* INPUT DATA:
PR #818, opened 2020-12-14
Move polygon processing code from admin app

quis:
Code moved from the admin app here: https://github.com/alphagov/notifications-admin/blob/81b576acadaee60807dce386f8238a6e1376f098/app/broadcast_areas/polygons.py

This is so we can reuse it in the API. We want to make sure that we always pass the CBC polygons with a sensible point count, no matter what our clients give us.

There’s basically no unit testing of this code in the admin app, so this pull requests adds a bunch of new tests for the various properties.


idavidmcdonald (approved):
Nice one. Tests are a good addition as a sanity check.

This polygon code is complex (which is OK) and is an area we probably won't touch too often and is also probably only well understood by you. Therefore, If I was to suggest one improvement, adding a comment to most of the functions in here saying what it does would be useful. This would make it easier to understand what each one of them do which has taken me a while and I still don't fully understand some of them still.

For example `smooth`, I roughly get what it does but it's not explicitly written down what the function will do. A doc block type comment would be a good addition.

* YOUR TASK: Set down, exactly as they appear, the lines above from the first one to the line that holds "Nice one. Tests", both included, please, and no others.

* OUTPUT OF THE EXERCISE:
PR #818, opened 2020-12-14
Move polygon processing code from admin app

quis:
Code moved from the admin app here: https://github.com/alphagov/notifications-admin/blob/81b576acadaee60807dce386f8238a6e1376f098/app/broadcast_areas/polygons.py

This is so we can reuse it in the API. We want to make sure that we always pass the CBC polygons with a sensible point count, no matter what our clients give us.

There’s basically no unit testing of this code in the admin app, so this pull requests adds a bunch of new tests for the various properties.


idavidmcdonald (approved):
Nice one. Tests are a good addition as a sanity check.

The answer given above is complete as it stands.